The strongest part of The Hangover is the casting, particularly of Helms and Galifianakis, who in many ways are much funnier than the source material they are offered. Galifianakis' innocent stupidity and beardo-weirdo quality kept me laughing throughout, and Helm's high-strung, high-wire act, of a man who nobly suffers the lashes of the pussy-whip, is just about the only character with any interiority. I remain convinced that writing comedy for movies has got to be one of the hardest things to do as a screenwriter, as maintaining the hilarity for longer than 40 minutes seems like a feat that almost no one can accomplish. The beginning of the trip and the immediate aftermath of the night in question hold the funniest parts of the movie, and while there are some genuinely hilarious moments throughout, by the time Mike Tyson and the effete Chinese gangster showed up, the central gimmick and gags were getting more than a bit waterlogged. However, it all picked up again at the end credits, which featured a hysterical montage of photos documenting the blacked-out night in question that was as funny as anything that preceded it, and more importantly displayed a genuinely debauched and bizarre flair--such as blow with Carrot Top, and blowjobs from senior citizens. This was telegraphed in the opening credits, which seemed to anticipate the dark and hopefully, hilariously disturbing side of Vegas that was mostly soft-peddled even in this "R" rated movie.

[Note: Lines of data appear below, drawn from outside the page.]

Issue #721, opened 2017-06-12
Yaml Config class name incorrect


harmstyler:
As of the latest release, 1.6.0, the Yaml upload mappings no longer work. It appears that the generated class name built by the bundle is no longer correct.

For example, running the following command in `bin/console vich:mapping:list-classes` returns different results depending tag I'm on.

1.5.3: `AppBundle\Entity\Avatar`
1.6.0: `AppBundle\Avatar`

I tried to track down the breaking change but the 1.6.0 release was rather large, and not entirely captured in the release docs. I believe, however, the offending change happened in this commit: e6706b22b98e3d52f8267d7b2e4095adc633dbac, though I'm not positive..

Koc:
Referenced commit fixes another bug: #704. Can you create fork of symfony-standard edition with reproducible env for this bug?

Koc:
Also this changes covered with new tests https://github.com/dustin10/VichUploaderBundle/commit/c40cdae8371044ebe010b2c25ad3f38525e1ee70 . Could you provide own fixtures and tests?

Old School began with a wedding, and The Hangover ends with one--both featuring the same infamously foul-mouthed wedding band. The ceremony of matrimony may have begun as a patriarchal institution, but in this modern context of brohood it remains a monument to emasculation, the appeasement of tyrannical female prerogatives, and the destruction of anything that might even slightly represent authentic identity. What's odd about The Hangover is that unlike Old School, it offers no hope of escape from this outside of a lost weekend in Vegas. In this world, women are either strippers, played by Heather Graham (i.e., fun), or undermining harpies "freaked out by sperm" (i.e., enjoy the rest of your miserable life.) For a movie with such a dim view of women and marriage, it tries to have it both ways with the sacred institution. Even though Helms ditches his awful girlfriend, Bradley Cooper returns to his perfect wife and kid with nary a peep from the spouse, and the groom promises his beautiful bride that he'll never put her through anything like this again. Their perfect day remains unspoiled--a cop-out if ever there was one. The conclusion of the bro canon seems to be that guys must be allowed to cut loose, but following brief and blessed release in a segregated, corporate-sponsored desert fantasy land, must knuckle under to an inevitable and inescapable life of responsibility, children, and servitude to our brutal female overseers.

Perhaps more than anything, the rise of the bro-movie and its female counter-part, Sex and the City and all its various knock-offs, offers the proposition that for all society invests in the process of coupling, relationships between men and women can't possibly hope to be as fulfilling, meaningful, or fun as those among members of the same sex.